Percebe-se, assim, que a subordinação jurídica é um elemento que – além de ser essencial e multifacetado – transcende as discussões doutrinárias sobre sua caracterização, podendo assumir as mais diversas formas de dependência e sujeição do empregado ao empregador, sendo fundamental para o direito do trabalho como elemento definidor da relação de emprego.

Sendo o empregado um trabalhador subordinado, ele estará sujeito ao poder de direção do empregador. Dessa forma, com a existência de vínculo empregatício inevitavelmente irá existir o poder de direção subordinando a prestação de serviços do empregado.

Assim, temos que o empregador organiza o trabalho do empregado; fiscaliza-o para garantir que está sendo cumprido a contento; e, em caso de infrações mais graves, pode puni-lo com sanções disciplinares. É evidente, dessa forma, que – pelo menos no âmbito privado da empresa – a subordinação do empregado ultrapassa os limites do fenômeno

jurídico.

Godinho utiliza uma definição de subordinação que, além de muito correta, pode nos auxiliar de maneira decisiva na constatação do que propomos com este tópico. Para ele:

“a subordinação corresponde ao pólo antitético e combinado do poder de direção existente no contexto da relação de emprego. Consiste, assim, na situação jurídica derivada do contrato de trabalho, pela qual o empregado comprometer- se-ia a acolher o poder de direção empresarial no modo de realização de sua prestação de serviços”60

Assim, havendo poder de direção e atuação da gerência científica na organização do trabalho e da produção, haverá relação de emprego trabalho subordinado. E havendo relação de emprego e trabalho subordinado, é necessária a intervenção do Estado, através da tutela estabelecida pelo direito do trabalho.

IV – A INTENSIFICAÇÃO DA EXPLORAÇÃO

Pretende-se, no presente capítulo analisar as maneiras através das quais as novas formas de gerência e organização do trabalho interferem na forma de exploração do trabalho. Afirmamos anteriormente a inerência da exploração do trabalho para o capitalismo, e agora aprofundaremos nosso estudo com a caracterização da exploração no contexto atual da forma de organização do trabalho.

Precarização, “trabalho flexível”, e subcontratação de trabalhadores. Ao enfrentar esses dilemas do direito do trabalho, devemos sempre buscar a solução que mais se aproxime da efetivação máxima dos direitos sociais. Neste contexto, a conceituação do elemento subordinação é de fundamental importância. Como elemento definidor da relação de emprego – e, consequentemente, da hipótese de incidência clássica do direito do trabalho, com toda a criação de direitos subjetivos e responsabilidades que ele enseja – é sobre a subordinação que recaem todas as espécie de mutações e deformidades a fim de descaracterizar o trabalho subordinado típico.
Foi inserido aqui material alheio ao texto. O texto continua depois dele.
PR #487, opened 2021-08-16
Replace BaseTransformer with default method

bennetelli:


josejulio:
Maybe i missed the discussion, but you could add information on why are you refactoring it? thanks! :smile:

bennetelli:
@josejulio I just found that piece of code and for me it didn't make much sense. The methods of BaseTransformer are only called in the Processor classes so they somehow "belong" to the processor and with default methods we have a good feature to put the code in the existing interface.

gwenneg:
This kind of looks like a composition vs inheritance discussion. Composition is usually easier to mock/test/maintain.

bennetelli:
then do whatever you want with this PR. It's just an offer. If you want it, merge it. If not, close this PR.

PR #493, opened 2021-08-17
Clean Docker files

gwenneg:
We don't need the deleted files. They were generated by Quarkus and can be very easily recreated later if needed.


docker/Dockerfile-build-aggregator.jvm
```diff
@@ -7,7 +7,7 @@ FROM registry.access.redhat.com/ubi8/openjdk-11:latest AS build
 USER root
 COPY . /home/jboss
 WORKDIR /home/jboss
-RUN mvn clean package -DskipTests -Dcheckstyle.skip=true --projects :checkstyle,:notifications-parent,:notifications-aggregator
+RUN mvn clean package --projects :checkstyle,:notifications-aggregator
```
gwenneg, line 10: It would be even better if we could use `./mvnw` but I'm not sure it would work from a Docker build.

gwenneg:
I'll test the wrapper after the current build is done on CI.

docker/Dockerfile-build-aggregator.jvm
gwenneg: It works \o/

PR #494, opened 2021-08-17
Improve build.yml

gwenneg:


.github/workflows/build.yml
```diff
@@ -1,33 +1,37 @@
...
     steps:
-      - uses: actions/checkout@v2
+      - name: Checkout repository
+        uses: actions/checkout@v2
+      - name: Prepare cache key
+        id: cache-key
+        shell: bash
+        run: echo "::set-output name=date::$(/bin/date -u "+%Y-%m")"
       - name: Cache Maven dependencies
-        uses: actions/cache@v2.1.6
```
gwenneg, line 13: This reduces the number of dependabot PRs because the latest version will automatically be used.

.github/workflows/build.yml
```diff
@@ -1,33 +1,37 @@
...
+        uses: actions/cache@v2
         with:
           path: ~/.m2/repository
-          key: ${{ runner.os }}-maven-${{ hashFiles('**/pom.xml') }}
-          restore-keys: |
-            ${{ runner.os }}-maven-
-      - name: Cache frontend dependencies
-        uses: actions/cache@v2.1.6
+          # The cache key is changed every month to prevent unlimited growth.
+          key: maven-cache-${{ steps.cache-key.outputs.date }}
```
gwenneg, line 21: The cache we used before was never cleaned and kept growing build after build (there's a 5 GB limit for each cache though). Now it will be cleaned each month and the planet will be a bit happier 😄

.github/workflows/build.yml
```diff
@@ -1,33 +1,37 @@
 name: Build & Test
 
-on: [push, pull_request]
+on: [push, pull_request, workflow_dispatch]
```
gwenneg, line 3: With `workflow_dispatch`, we can trigger the action from a button in the GitHub UI for any branch.

.github/workflows/build.yml
bennetelli: not only the planet :D

bennetelli (approved):

.github/workflows/build.yml
gwenneg: image

bennetelli: This is great!

PR #875, opened 2021-12-22
Check the Kafka health once instead of periodically

gwenneg:
Checking periodically made sense at first because the check was initially based on `kafka.consumer.fetch.manager.records.consumed.rate` which is a gauge. But the latest version is based on a counter, so we can simply check once every 5 minutes and fail as soon as the number of processed messages didn't increase since the previous check.

### DIFF
--- a/backend/src/main/java/com/redhat/cloud/notifications/health/KafkaConsumedTotalChecker.java
+++ b/backend/src/main/java/com/redhat/cloud/notifications/health/KafkaConsumedTotalChecker.java
@@ -20,15 +20,12 @@ public class KafkaConsumedTotalChecker {
     @ConfigProperty(name = "notifications.kafka-consumed-total-checker.enabled", defaultValue = "false")
     boolean enabled;
 
-    @ConfigProperty(name = "notifications.kafka-consumed-total-checker.max-failures", defaultValue = "5")
-    int maxFailures;
-
     @Inject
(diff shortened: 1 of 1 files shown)


backend/src/main/java/com/redhat/cloud/notifications/health/KafkaConsumedTotalChecker.java
```diff
@@ -42,25 +39,19 @@ void postConstruct() {
...
-                    LOGGER.debugf("Kafka records consumed total check succeeded for topic '%s' after %d failures",
-                            INGRESS_TOPIC, currentFailures);
-                    currentFailures = 0;
-                }
-            } else {
-                currentFailures++;
+            if (currentTotal == previousTotal) {
                 LOGGER.debugf("Kafka records consumed total check failed for topic '%s'", INGRESS_TOPIC);
+                down = true;
             }
```
josejulio, line 49: I suppose the health checks would kill the pod before the next execution of this one? (i.e. having a `else { down = false }` would be superfluos?)

gwenneg: Yes that's the idea. If `down` is true even once, the pod should be killed.

josejulio (approved):

PR #880, opened 2021-12-23
Add Ansible bundle to ephemeral data

gwenneg:
Based on the information from https://issues.redhat.com/browse/NOTIF-398, this should work.


josejulio (approved):
LGTM, just notice that this won't be in prod soon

Das diversas formas de descaracterização do empregado típico, ganha mais espaço a que elimina a subordinação. Assim é que é cediço, tanto na doutrina quanto na jurisprudência, que qualquer fraude contra os direitos dos trabalhadores não se sustenta caso reste caracterizada a presença da subordinação. Percebe-se, assim, que não havendo subordinação, praticamente não há direito do trabalho. A questão, todavia, é mais complexa. Isso porque, conforme já fora dito, o trabalho subordinado se justifica na medida em que submete a prestação de serviços ao poder de organização, fiscalização, controle, enfim, ao poder de direção do empregador, o modo como ele dirige os fatores de produção que tem à sua disposição, no sentido de melhor realizar sua atividade econômica, em proveito de si ou de sua empresa. Acabar com o trabalho subordinado praticamente implica acabar com o poder que o dono dos meios de produção tem sobre tais meios, ou sobre o principal fator que transforma esses meios em produção, qual seja, o trabalho humano.

Percebe-se, portanto, que ainda que a forma de organização do trabalho e da produção tenha mudado, não dá para “apagar” todo e qualquer traço da subordinação nas

relações de trabalho típicas. Assim, parece-nos praticamente inata às relações de compra e venda de mão de obra, das relações de exploração da força de trabalho humana, a existência de dependência ou subordinação do empregado para com o empregador.